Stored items
•••••
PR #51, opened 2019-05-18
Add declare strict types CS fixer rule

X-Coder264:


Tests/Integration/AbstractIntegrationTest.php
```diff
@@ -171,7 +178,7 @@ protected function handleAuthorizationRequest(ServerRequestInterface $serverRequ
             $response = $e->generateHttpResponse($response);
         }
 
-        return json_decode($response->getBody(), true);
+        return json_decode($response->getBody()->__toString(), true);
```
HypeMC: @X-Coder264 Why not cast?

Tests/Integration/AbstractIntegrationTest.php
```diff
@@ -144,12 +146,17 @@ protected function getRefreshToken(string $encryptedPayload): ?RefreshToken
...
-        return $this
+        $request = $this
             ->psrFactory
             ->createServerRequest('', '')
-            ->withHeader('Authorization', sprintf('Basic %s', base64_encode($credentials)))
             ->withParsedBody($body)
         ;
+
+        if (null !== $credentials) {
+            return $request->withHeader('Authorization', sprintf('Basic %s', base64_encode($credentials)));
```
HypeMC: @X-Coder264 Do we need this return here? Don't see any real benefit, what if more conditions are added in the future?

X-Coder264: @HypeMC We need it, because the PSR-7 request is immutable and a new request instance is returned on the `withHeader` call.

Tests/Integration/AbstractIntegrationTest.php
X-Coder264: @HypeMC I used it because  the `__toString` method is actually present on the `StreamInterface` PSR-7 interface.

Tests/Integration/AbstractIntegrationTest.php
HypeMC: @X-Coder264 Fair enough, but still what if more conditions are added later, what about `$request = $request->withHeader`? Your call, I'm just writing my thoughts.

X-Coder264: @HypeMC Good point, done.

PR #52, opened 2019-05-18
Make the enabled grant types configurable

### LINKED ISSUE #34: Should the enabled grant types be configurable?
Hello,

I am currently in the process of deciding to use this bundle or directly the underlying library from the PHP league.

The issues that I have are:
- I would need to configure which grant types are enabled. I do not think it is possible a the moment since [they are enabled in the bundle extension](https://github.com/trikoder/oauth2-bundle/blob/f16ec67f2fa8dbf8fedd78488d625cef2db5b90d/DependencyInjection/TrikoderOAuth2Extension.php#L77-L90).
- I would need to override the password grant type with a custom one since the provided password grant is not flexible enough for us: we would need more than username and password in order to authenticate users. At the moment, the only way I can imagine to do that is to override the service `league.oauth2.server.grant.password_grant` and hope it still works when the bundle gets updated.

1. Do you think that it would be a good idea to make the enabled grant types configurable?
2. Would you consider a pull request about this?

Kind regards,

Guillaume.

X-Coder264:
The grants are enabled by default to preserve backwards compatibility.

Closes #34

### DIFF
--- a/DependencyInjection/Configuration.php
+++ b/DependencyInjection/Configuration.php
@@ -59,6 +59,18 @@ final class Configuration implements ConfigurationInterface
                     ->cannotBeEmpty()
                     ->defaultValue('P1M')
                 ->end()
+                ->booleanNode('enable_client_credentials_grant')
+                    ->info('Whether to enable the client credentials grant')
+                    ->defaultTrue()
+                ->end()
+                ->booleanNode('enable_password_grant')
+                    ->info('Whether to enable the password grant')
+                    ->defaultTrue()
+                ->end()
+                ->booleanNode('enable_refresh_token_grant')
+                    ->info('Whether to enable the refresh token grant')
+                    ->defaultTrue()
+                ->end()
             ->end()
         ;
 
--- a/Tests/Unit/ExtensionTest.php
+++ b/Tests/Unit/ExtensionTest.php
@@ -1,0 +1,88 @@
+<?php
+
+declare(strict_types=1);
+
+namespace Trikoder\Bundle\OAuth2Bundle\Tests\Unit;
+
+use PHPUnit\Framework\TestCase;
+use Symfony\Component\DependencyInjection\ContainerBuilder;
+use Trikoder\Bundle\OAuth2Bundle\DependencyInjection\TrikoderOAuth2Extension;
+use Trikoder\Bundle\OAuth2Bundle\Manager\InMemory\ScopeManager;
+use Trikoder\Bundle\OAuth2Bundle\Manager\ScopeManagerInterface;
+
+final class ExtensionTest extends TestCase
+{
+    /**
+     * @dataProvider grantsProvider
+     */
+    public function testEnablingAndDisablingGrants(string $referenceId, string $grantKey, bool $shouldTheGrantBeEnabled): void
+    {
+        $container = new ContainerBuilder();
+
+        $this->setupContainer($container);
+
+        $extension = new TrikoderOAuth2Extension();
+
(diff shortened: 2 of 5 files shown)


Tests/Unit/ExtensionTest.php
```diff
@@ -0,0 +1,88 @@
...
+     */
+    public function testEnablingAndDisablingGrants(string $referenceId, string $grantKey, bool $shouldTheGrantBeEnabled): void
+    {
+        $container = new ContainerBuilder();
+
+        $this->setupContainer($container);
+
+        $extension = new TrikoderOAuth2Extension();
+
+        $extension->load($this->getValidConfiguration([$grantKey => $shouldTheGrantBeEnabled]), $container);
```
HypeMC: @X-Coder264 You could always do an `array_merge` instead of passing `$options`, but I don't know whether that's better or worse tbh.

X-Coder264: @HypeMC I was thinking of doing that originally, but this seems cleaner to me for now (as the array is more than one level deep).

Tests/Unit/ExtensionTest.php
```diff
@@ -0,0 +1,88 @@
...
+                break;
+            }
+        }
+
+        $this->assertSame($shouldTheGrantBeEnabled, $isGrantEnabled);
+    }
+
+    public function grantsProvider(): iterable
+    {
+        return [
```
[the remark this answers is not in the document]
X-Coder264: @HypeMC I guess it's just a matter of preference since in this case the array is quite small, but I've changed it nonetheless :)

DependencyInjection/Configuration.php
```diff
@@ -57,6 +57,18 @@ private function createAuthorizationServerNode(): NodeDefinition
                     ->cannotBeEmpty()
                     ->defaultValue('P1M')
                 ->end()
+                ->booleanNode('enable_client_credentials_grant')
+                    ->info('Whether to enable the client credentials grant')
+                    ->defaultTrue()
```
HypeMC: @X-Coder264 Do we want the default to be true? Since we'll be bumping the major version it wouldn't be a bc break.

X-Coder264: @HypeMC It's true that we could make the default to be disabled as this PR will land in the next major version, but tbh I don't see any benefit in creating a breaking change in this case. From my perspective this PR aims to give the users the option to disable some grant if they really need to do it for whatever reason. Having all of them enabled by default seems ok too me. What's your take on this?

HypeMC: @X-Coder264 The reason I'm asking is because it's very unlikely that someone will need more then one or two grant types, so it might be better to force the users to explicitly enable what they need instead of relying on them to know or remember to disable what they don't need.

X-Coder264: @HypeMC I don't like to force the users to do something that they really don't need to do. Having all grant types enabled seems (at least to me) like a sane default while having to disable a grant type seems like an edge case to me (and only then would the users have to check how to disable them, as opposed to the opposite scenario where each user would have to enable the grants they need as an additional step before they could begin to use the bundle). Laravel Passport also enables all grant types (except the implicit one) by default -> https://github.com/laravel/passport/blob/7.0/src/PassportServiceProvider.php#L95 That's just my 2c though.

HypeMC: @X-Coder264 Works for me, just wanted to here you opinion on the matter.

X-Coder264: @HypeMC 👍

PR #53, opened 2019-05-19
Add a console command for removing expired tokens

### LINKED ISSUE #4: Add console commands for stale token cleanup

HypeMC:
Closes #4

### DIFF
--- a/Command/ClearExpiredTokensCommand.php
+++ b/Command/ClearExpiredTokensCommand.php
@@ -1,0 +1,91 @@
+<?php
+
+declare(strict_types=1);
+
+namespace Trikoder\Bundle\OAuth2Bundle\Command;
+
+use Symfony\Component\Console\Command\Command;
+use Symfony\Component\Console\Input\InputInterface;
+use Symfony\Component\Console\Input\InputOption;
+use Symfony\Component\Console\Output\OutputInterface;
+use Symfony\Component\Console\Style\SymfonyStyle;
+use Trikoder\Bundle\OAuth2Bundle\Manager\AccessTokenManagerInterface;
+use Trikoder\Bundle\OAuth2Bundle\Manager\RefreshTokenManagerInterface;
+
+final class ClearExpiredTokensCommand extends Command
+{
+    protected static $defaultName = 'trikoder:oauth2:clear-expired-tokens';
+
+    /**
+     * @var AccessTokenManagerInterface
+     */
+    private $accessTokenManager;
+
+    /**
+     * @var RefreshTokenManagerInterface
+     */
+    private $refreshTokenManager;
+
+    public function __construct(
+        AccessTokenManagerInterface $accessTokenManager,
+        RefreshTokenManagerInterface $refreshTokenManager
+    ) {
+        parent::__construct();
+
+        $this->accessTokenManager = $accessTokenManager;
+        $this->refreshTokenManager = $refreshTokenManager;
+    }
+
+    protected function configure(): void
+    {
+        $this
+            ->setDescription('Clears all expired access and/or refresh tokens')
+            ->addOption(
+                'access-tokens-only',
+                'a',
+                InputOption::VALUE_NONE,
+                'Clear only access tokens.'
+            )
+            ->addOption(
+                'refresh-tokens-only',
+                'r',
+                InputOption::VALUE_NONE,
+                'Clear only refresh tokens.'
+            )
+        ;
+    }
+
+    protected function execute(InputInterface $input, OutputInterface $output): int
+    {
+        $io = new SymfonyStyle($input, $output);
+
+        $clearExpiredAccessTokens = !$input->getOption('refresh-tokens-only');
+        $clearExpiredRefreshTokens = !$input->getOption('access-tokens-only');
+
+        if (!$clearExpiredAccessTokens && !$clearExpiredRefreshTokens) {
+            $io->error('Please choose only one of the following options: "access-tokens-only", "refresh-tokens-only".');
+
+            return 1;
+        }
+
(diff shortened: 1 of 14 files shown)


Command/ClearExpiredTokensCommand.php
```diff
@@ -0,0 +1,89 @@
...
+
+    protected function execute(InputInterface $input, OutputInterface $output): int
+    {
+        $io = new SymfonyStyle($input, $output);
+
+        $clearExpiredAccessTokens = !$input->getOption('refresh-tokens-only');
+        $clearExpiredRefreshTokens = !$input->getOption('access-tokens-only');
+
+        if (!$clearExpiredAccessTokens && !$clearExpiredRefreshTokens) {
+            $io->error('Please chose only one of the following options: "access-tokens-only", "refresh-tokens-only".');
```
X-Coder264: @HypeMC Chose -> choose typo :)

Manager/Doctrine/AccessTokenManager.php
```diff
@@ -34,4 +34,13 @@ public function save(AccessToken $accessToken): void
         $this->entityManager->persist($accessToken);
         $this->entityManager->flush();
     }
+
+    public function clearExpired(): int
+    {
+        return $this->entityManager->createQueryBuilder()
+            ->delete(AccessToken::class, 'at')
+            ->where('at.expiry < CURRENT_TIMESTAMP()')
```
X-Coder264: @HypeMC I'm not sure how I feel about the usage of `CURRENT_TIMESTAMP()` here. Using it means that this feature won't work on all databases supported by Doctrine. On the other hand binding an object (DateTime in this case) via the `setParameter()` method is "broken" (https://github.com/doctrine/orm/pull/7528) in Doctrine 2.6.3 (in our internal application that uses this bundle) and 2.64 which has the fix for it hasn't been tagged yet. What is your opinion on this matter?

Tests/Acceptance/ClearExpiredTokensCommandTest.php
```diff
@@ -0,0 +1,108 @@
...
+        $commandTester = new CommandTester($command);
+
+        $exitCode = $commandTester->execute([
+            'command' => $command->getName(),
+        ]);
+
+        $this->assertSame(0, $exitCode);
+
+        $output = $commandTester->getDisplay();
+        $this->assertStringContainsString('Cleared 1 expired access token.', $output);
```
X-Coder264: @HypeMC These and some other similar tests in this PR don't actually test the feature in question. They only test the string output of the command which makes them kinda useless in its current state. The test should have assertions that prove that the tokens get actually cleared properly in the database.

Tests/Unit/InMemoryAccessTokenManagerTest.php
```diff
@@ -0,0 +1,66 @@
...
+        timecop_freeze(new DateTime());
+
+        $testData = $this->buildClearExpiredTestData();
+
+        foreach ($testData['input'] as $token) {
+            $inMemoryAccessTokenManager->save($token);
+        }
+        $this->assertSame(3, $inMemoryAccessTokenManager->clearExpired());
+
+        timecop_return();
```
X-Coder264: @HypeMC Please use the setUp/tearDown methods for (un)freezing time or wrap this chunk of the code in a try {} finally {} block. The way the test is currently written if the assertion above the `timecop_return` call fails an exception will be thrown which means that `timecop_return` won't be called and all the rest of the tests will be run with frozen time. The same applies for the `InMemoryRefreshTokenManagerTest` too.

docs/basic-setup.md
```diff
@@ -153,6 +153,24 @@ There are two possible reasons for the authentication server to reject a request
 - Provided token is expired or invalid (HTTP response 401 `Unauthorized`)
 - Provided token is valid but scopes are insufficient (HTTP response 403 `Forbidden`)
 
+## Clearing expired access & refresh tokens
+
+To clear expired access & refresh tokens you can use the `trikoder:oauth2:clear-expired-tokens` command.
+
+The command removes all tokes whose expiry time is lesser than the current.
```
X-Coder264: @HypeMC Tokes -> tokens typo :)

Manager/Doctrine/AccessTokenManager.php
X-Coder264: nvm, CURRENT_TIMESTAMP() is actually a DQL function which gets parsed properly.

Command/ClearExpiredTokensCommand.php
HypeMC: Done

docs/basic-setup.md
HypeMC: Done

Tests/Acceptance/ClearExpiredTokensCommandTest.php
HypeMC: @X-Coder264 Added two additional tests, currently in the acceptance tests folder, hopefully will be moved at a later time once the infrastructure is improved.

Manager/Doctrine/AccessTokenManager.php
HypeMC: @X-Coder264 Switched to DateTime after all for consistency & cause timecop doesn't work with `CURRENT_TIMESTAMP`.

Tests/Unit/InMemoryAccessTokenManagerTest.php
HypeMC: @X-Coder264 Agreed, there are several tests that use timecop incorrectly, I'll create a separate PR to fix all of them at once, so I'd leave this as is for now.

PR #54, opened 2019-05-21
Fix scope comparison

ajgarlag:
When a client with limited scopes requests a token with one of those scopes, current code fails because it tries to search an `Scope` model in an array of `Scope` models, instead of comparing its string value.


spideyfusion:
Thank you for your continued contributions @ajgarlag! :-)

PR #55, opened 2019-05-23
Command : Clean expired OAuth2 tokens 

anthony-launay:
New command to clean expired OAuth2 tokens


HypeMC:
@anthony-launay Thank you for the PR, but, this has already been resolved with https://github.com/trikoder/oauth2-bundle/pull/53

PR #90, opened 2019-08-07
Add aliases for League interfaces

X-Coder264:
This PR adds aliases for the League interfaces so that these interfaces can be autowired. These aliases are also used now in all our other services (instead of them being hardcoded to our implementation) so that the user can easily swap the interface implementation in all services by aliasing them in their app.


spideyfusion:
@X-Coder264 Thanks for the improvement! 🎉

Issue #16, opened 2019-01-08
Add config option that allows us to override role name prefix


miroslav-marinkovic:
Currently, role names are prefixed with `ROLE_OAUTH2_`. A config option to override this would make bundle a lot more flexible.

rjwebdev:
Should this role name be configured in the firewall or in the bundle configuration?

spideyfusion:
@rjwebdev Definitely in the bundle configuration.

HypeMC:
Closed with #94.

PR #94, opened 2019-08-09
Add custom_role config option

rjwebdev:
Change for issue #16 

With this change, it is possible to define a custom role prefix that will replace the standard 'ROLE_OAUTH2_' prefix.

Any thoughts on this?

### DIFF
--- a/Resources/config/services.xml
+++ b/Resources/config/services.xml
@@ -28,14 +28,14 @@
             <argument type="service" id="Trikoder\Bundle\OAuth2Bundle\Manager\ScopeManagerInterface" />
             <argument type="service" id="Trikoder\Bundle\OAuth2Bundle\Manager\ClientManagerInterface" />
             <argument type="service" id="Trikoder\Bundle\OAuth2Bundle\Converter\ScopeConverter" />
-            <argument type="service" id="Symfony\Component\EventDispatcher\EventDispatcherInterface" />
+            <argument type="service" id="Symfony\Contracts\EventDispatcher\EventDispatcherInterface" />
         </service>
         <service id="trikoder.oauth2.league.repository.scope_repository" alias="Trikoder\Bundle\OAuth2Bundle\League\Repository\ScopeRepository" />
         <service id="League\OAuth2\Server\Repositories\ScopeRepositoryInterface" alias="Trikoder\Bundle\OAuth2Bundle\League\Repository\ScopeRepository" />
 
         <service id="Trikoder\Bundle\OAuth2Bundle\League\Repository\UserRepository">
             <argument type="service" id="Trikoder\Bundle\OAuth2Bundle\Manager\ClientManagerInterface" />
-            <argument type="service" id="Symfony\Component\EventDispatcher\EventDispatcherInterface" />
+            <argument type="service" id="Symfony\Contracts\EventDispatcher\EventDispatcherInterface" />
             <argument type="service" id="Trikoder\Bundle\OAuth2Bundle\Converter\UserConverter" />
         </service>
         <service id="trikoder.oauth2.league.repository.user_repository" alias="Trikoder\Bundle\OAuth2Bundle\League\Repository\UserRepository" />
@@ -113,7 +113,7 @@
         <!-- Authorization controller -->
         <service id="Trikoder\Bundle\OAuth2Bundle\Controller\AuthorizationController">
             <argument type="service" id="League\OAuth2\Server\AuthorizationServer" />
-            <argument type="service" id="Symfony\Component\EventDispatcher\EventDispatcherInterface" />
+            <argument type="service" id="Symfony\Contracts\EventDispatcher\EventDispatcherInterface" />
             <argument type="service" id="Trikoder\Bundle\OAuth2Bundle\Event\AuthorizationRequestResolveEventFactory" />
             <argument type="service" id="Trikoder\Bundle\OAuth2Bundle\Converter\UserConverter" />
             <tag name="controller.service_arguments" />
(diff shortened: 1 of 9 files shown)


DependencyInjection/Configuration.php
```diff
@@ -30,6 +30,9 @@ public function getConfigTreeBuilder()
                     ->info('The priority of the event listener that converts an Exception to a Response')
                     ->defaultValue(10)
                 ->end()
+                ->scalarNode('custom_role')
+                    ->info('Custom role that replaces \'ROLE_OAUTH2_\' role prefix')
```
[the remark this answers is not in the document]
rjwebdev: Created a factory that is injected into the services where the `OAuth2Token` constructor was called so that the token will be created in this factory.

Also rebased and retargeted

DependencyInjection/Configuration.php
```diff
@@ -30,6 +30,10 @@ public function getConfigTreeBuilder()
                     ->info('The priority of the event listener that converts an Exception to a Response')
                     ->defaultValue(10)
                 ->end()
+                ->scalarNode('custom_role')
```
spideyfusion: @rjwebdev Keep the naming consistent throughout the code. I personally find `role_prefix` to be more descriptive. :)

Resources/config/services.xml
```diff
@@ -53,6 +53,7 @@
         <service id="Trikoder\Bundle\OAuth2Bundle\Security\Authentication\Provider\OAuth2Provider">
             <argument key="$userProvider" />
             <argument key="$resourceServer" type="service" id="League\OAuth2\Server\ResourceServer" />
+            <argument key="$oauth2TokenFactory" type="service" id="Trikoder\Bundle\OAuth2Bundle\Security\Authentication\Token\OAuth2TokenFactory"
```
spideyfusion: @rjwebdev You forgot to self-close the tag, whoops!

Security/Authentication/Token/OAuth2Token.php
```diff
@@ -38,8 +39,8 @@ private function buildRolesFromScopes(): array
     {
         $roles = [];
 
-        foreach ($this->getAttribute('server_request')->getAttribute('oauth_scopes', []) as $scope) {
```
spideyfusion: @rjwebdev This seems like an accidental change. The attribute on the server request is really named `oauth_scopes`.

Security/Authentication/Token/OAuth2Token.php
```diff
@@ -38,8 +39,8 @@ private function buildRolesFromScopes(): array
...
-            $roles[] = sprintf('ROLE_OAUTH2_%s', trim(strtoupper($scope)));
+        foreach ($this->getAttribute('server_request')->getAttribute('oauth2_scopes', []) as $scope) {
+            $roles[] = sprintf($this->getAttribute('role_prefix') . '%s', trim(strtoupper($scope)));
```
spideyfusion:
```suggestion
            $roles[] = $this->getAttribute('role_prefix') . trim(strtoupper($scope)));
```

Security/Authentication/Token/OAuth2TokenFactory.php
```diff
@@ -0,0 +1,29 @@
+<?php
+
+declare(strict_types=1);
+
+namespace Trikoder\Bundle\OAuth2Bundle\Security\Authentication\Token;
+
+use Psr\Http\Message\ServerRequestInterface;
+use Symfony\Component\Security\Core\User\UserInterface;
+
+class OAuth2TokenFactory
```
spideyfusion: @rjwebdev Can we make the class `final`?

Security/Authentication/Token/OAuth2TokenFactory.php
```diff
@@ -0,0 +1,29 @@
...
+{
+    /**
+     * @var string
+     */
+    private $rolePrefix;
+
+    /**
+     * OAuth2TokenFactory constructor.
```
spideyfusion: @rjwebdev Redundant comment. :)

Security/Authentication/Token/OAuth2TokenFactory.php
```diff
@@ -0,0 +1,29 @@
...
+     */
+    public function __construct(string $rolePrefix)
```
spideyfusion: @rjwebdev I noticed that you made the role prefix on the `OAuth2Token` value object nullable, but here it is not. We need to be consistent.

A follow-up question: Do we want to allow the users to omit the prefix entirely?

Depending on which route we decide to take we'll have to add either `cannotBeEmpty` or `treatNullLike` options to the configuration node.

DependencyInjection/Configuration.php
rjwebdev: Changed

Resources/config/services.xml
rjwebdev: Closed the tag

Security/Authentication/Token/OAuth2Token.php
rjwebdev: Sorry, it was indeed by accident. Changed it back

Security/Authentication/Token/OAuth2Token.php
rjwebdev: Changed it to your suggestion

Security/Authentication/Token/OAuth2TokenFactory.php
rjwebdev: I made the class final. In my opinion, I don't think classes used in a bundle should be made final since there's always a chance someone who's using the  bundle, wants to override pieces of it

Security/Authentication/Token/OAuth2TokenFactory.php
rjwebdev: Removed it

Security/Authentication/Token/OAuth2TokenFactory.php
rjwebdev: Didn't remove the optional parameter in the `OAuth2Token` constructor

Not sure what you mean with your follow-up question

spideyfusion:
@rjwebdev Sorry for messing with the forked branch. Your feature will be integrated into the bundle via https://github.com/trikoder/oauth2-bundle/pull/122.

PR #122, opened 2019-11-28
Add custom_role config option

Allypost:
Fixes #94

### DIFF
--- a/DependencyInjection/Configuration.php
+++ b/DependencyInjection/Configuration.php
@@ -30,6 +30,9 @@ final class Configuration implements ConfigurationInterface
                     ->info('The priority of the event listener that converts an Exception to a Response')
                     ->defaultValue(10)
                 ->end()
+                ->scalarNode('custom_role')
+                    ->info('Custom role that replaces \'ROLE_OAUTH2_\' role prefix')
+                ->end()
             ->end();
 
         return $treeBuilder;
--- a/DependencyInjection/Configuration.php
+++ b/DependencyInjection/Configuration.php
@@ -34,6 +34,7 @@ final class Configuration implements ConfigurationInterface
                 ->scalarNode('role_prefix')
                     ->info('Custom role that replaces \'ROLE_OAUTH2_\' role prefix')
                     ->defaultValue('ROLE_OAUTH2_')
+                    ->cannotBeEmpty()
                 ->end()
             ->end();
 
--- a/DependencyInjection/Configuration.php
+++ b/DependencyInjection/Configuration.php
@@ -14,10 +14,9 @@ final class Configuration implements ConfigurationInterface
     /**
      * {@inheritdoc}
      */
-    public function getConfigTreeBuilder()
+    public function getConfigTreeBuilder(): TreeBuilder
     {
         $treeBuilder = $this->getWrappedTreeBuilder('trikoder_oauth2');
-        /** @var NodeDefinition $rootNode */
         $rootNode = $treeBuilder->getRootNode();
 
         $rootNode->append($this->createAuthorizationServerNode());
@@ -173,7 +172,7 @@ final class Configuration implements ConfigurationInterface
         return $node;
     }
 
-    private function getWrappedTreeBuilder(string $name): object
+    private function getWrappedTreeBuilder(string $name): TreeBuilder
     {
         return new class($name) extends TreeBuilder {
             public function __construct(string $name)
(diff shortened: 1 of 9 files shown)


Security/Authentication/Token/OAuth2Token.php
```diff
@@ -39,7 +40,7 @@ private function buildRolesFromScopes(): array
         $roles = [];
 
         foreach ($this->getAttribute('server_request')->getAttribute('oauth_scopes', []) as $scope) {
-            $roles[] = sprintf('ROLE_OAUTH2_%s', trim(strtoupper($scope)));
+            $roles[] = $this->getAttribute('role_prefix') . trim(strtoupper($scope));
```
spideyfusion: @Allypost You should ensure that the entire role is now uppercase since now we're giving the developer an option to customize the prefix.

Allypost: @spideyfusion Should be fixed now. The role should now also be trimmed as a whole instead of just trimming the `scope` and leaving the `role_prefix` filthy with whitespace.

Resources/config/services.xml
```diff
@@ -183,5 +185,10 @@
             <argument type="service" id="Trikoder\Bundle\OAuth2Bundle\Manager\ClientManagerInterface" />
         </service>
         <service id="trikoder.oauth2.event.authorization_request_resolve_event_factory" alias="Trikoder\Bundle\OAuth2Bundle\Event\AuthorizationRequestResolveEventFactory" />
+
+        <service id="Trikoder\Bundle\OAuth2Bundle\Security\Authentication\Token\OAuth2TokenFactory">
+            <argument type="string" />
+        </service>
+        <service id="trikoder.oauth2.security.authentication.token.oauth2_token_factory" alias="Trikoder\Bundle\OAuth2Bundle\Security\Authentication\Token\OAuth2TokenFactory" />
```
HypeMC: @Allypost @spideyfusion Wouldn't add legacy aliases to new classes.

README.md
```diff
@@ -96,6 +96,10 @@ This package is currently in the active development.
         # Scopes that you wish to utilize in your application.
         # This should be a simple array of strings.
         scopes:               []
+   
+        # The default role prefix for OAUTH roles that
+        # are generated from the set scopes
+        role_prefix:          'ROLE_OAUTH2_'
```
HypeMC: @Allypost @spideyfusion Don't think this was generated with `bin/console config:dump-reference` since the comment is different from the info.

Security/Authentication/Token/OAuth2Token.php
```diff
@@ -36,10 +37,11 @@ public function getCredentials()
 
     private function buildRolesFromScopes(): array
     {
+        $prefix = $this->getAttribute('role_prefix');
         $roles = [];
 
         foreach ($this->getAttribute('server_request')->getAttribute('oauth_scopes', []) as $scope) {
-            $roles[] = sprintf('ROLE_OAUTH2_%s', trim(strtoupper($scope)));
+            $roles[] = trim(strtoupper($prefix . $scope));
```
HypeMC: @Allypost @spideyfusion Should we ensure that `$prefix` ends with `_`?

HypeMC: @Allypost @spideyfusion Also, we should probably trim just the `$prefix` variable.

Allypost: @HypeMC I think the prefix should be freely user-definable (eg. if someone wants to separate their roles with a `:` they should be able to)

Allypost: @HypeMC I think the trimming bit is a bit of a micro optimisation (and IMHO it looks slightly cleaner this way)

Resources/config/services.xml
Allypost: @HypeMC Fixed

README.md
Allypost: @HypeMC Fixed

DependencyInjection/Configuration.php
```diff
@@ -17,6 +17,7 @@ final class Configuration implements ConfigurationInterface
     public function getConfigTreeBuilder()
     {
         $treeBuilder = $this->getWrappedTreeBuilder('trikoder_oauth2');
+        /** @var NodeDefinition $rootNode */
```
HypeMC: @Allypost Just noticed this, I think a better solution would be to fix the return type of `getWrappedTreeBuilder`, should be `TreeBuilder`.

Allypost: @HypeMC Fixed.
•••••
■ ACTIVITY
Give again, exactly as written, the lines running from the first line of the data above through the line that contains "The issues that".

■ ANSWER FOR THIS EXERCISE
PR #51, opened 2019-05-18
Add declare strict types CS fixer rule

X-Coder264:


Tests/Integration/AbstractIntegrationTest.php
```diff
@@ -171,7 +178,7 @@ protected function handleAuthorizationRequest(ServerRequestInterface $serverRequ
             $response = $e->generateHttpResponse($response);
         }
 
-        return json_decode($response->getBody(), true);
+        return json_decode($response->getBody()->__toString(), true);
```
HypeMC: @X-Coder264 Why not cast?

Tests/Integration/AbstractIntegrationTest.php
```diff
@@ -144,12 +146,17 @@ protected function getRefreshToken(string $encryptedPayload): ?RefreshToken
...
-        return $this
+        $request = $this
             ->psrFactory
             ->createServerRequest('', '')
-            ->withHeader('Authorization', sprintf('Basic %s', base64_encode($credentials)))
             ->withParsedBody($body)
         ;
+
+        if (null !== $credentials) {
+            return $request->withHeader('Authorization', sprintf('Basic %s', base64_encode($credentials)));
```
HypeMC: @X-Coder264 Do we need this return here? Don't see any real benefit, what if more conditions are added in the future?

X-Coder264: @HypeMC We need it, because the PSR-7 request is immutable and a new request instance is returned on the `withHeader` call.

Tests/Integration/AbstractIntegrationTest.php
X-Coder264: @HypeMC I used it because  the `__toString` method is actually present on the `StreamInterface` PSR-7 interface.

Tests/Integration/AbstractIntegrationTest.php
HypeMC: @X-Coder264 Fair enough, but still what if more conditions are added later, what about `$request = $request->withHeader`? Your call, I'm just writing my thoughts.

X-Coder264: @HypeMC Good point, done.

PR #52, opened 2019-05-18
Make the enabled grant types configurable

### LINKED ISSUE #34: Should the enabled grant types be configurable?
Hello,

I am currently in the process of deciding to use this bundle or directly the underlying library from the PHP league.

The issues that I have are:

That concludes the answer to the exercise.